- The paper introduces Scene Graph Memory (SGM) and Node Edge Predictor (NEP) to handle partial observability in dynamic object search tasks.
- The methodology employs transformer-based edge classification with GCN and HEAT operators for effective temporal link prediction.
- Results demonstrate that the NEP HEAT variant significantly outperforms baseline models in accuracy and adaptability.
Modeling Dynamic Environments with Scene Graph Memory
Introduction
The paper presents a novel approach to address the challenge of object search by embodied AI agents in large dynamic environments such as households. The authors conceptualize this problem as temporal link prediction on dynamic, partially observable graphs, introducing the Scene Graph Memory (SGM) and Node Edge Predictor (NEP) models to facilitate efficient decision-making under partial observability. The paper evaluates the proposed methods using the Dynamic House Simulator, showing improved adaptability and predictive accuracy over existing methods.
Figure 1: Our problem setup and proposed method: an agent searches for objects in a dynamic household environment, using a Scene Graph Memory aggregated from partial observations (SGM) and a Node Edge Predictor model (NEP) to predict object locations.
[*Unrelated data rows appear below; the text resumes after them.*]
PR #468, opened 2024-12-25
glibc/binutils: Update

ReillyBrogan:
Changes:
- Update glibc to v2.40 and update various build configs
- Update binutils to v2.43.0 and update various build configs
- Rebuild gcc and fix a rpath issue with newer boulder

Note that this also includes the blake3 package from https://github.com/serpent-os/recipes/pull/447 as that's needed by binutils.


ikeycode (approved):
lgtm =)

PR #478, opened 2024-12-27
Qt5: Switch back to KDE source, various fixes, add qtx11extras/qtwayland

ReillyBrogan:
Changes:
- Switch back to KDE source
- Add qt5-x11extras and qt5-wayland
- Various cleanups for devel
- Add a bunch of patches to improve Wayland integration
- Rundeps fixes


ReillyBrogan:
One sec, some of the version numbers are fucked

ReillyBrogan:
Fixed

q/qt5-base/stone.yaml
```diff
@@ -4,11 +4,11 @@
 # SPDX-License-Identifier: MPL-2.0
 #
 name        : qt5-base
-version     : 5.15.16
-release     : 2
+version     : 5.15.16+kde.2529f7f0
```
ikeycode, line 7: this should be `+git.$shortRef` - `kde` isn't a VCS its just the upstream we're pulling from. If the concern is confusion around the *origin* - perhaps we also need a way to incorporate this?

ikeycode (approved):

PR #483, opened 2024-12-29
botan: Add at 3.6.1

Vixea:
Doesn't build with clang
Looks like everything is bundled in libbotan so no runtime deps needed

How would I add monitoring to it?


ReillyBrogan:
Marked as a draft until whatever this is a dependency of is added to the PR

Vixea:
I'll close this and add it when I'm done building keepassxc

PR #493, opened 2024-12-30
Rust: 1.83.0

ReillyBrogan:
Changes:
- Add libgit2 and libssh2 for Rust
- Add jemalloc for Rust
- Update nghttp2 and build 32bit for curl
- Build with curl with nghttp2 and disable hyper support (incompatible with http2 and now-unsupported upstream)
- Update Rust to v1.83.0
- Use jemalloc allocator for rustc
- Use more system libs with Rust/cargo (including libssh2 and libgit2)
- Update cargo-c to 0.10.7 and use system libsqlite, libgit2, and libssh2
- Build zed to use system libgit2, libsqlite, and libzstd.


ikeycode (approved):
will accept the zed change for the meantime but if it proves awkward in the long run we'll need to do something simpler

ikeycode (approved):

PR #495, opened 2024-12-31
golang: Fix goroot auto-detection

ReillyBrogan:
Having GOROOT set during the build causes said value to be emitted into the binary symbol table, which can apparently cause the automatic detection of GOROOT by resolving the /usr/bin/go symlink to fail. Ensure that it is unset during the build and now that it's no longer necessary we can remove the profile.d script setting it.


ermo (approved):
Tested successfully. Excellent job and thank you for chasing this down!

PR #2173, opened 2026-08-04
[WIP] system-config-printer: Add at v1.15.18

HarshRelapse:
#### Testing Performed

- [ ] No obvious security or stability concerns or any regressions observed in testing

Additional testing notes:

#### Checklist

- [ ] An approved package request issue exists (link: #[issue number])
- [ ] I am willing to act as the primary maintainer for this package (optional but recommended)

**If you did NOT link to an approved issue,** please explain why in the Additional Context section below.

#### Additional Context
system-config-printer is the main way people add printers to their KDE system, they go to settings -> printers and add their printer. That is the reason for packaging it. Security should also be okay since it is an active project.

#### Screenshots / Output (if applicable)
Bildschirmfoto_20260809_145250

Bildschirmfoto_20260809_145307

```bash
$ sudo moss it system-config-printer
The following package(s) are already installed:

system-config-printer  1.5.18-1
```


K1ngfish3r:
```yaml
builddeps   :
    - binary(xmlto)
    - pkgconfig(cups)
    - pkgconfig(libusb-1.0)
    - python(setuptools)
    - docbook
environment : |
    %export_docbook_catalogs
```

K1ngfish3r:
```yaml
    %reconfigure \
        --sysconfdir=%(datadir) \
        --with-systemdsystemunitdir=%(libdir)/systemd/system \
        --with-udevdir=%(libdir)/udev/rules.d \
        --with-udev-rules \
        --with-cups-serverbin-dir=%(libdir)/cups
```

K1ngfish3r:
I dont believe need to run `%configure` since `%reconfigure` already runs `%configure`

K1ngfish3r:
if using `--sysconfdir=%(datadir) \`, stateless patch not required, since they are both doing the same thing essentially

HarshRelapse:
Deleted reconfigure and didnt build (didn't find ./configure script), so looks like it's needed.

K1ngfish3r:
> Deleted reconfigure and didnt build (didn't find ./configure script), so looks like it's needed.

ie: keep `%reconfigure` and delete the `%configure` inside the build section

HarshRelapse:
I would let %reconfigure stay 1:1(no flags)  since the flags didn't change one bit in the manifest.bin. And yeah configure was useless, thanks for pointing it out again.

K1ngfish3r:
> I would let %reconfigure stay 1:1(no flags) since the flags didn't change one bit in the manifest.bin

ye, it's either stateless patch or build flags

HarshRelapse:
Just tested the recipe on my canon mx 870. Needed to package gutenprint and cups-bjnp for my private repo, but this recipe is tested and I will audit all deps and build logs later.

K1ngfish3r:
can place python(cupshelpers) in a separate package

HarshRelapse:
I am on an roadblock since I encountered an issue that could be more related to cups than this recipe. I cannot seem to get remote printing to work because pdftopdf fails with error 1. system-config-printer worked flawlessly for adding a printer over the kde settings page and even looking at the ink levels and everything else. Since this issue is present even when using the cups webui I belive it's an issue with something else than system-config-printer.

HarshRelapse:
Found the issue, this commit bumping libcupsfilters from 2.1.1 to 2.2.0 https://github.com/aerynOS/recipes/commit/9debc80d1476312288551ff02fe1cd9f34313392, PR dependent on issue https://github.com/aerynOS/recipes/issues/2223

PR #2175, opened 2026-08-05
wf-recorder: ffmpeg rebuild

K1ngfish3r:
**Summary**

wf-recorder: rebuild for ffmpeg 9
~~stolen~~ gratitutious use of `https://github.com/opencv/opencv/pull/29533`

**Test Plan**

install niri, try to pass qsv as a codec arg, fail as hw devices are vaapi only, test vaapi, which works great.

**Checklist**


ReillyBrogan:
...OK but if this causes user-reported issues I'll switch it to ffmpeg 8.1

ReillyBrogan (approved):

PR #2189, opened 2026-08-07
kmscon: Re-enable by default

ReillyBrogan:
I went through all greeters and made sure they conflicted with kmscon on tty1 which should resolve the issues with that.


ermo (approved):
Let's get this in for testing.

hphilm:
Would the following enable `getty` on `tty6` as fallback @ReillyBrogan. How is retriggering of presets done when `epoch` got removed?

```
s/systemd-preset-aeryn/pkg/system/85-override.preset
# Settings in this file are intended to override systemd preset configuration

# Use kmscon instead of getty
disable getty@.service
enable kmsconvt@.service
# ensure we have a fallback getty ootb for when kmscon is not the right tool for the job
enable getty@tty6.service
```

Temporal link prediction traditionally involves estimating future edges in a dynamic graph based on complete past observations. This research introduces temporal link prediction under partial observability, a novel variant where the observed data is incomplete and evolving. The task involves predicting relationships between object nodes in dynamically changing scene graphs, a situation that is prevalent in embodied AI applications like object search and navigation.
Methodology
Scene Graph Memory (SGM)
SGM serves as a dynamic data structure, aggregating an agent's observations over time into a cohesive scene graph. This graph encompasses nodes representing objects, rooms, and their relationships (edges), accounting for both observed and hypothetical connections. The SGM is crucial for capturing both the temporal dynamics and semantic context needed for accurate link prediction.
Node Edge Predictor (NEP)
NEP is a neural architecture designed for inference on dynamic, partially observable scene graphs. It consists of modules for node and edge embeddings, a feature fusion process, and a transformer-based edge classification mechanism. The NEP architecture leverages GCN and HEAT operators to enhance the model's capability in predicting the likelihood of unobserved connections effectively.
Figure 2: Node Edge Predictor (NEP) model architecture illustrating GCN and HEAT variants.
Experimental Setup
The study employs the Dynamic House Simulator to benchmark the methods' performance across various tasks, simulating diverse household environments with dynamic object locations. Key tasks evaluated include Predict Object Location, Predict Relative Location Likelihood, and Find Object, each designed to assess the model's ability to adapt and predict in evolving environments.
Figure 3: The household object placement probability priors highlighting room-object-furniture relationships with varying likelihoods.
Results
The NEP, particularly the HEAT variant, significantly outperforms baseline models, including Random, Prior-based, and Bayesian methods. The introduction of SGM facilitates enhanced adaptability and learning over time, demonstrating superior prediction accuracy and reduced decision latency. The model's ability to leverage semantic and temporal features results in improved performance across all tasks.
Figure 4: The average accuracy and variance for the Predict Object Location task, demonstrating the NEP's learning efficiency over time.
Conclusion
This study successfully addresses a complex AI task by formulating an effective problem representation combining SGM and NEP models. The proposed solution shows potential for real-world applications in AI-driven object search by delivering superior adaptability and predictive mechanics. Future work could explore integration with reinforcement learning frameworks and application in more complex, realistic environments, enhancing the versatility and robustness of AI agents in dynamic settings.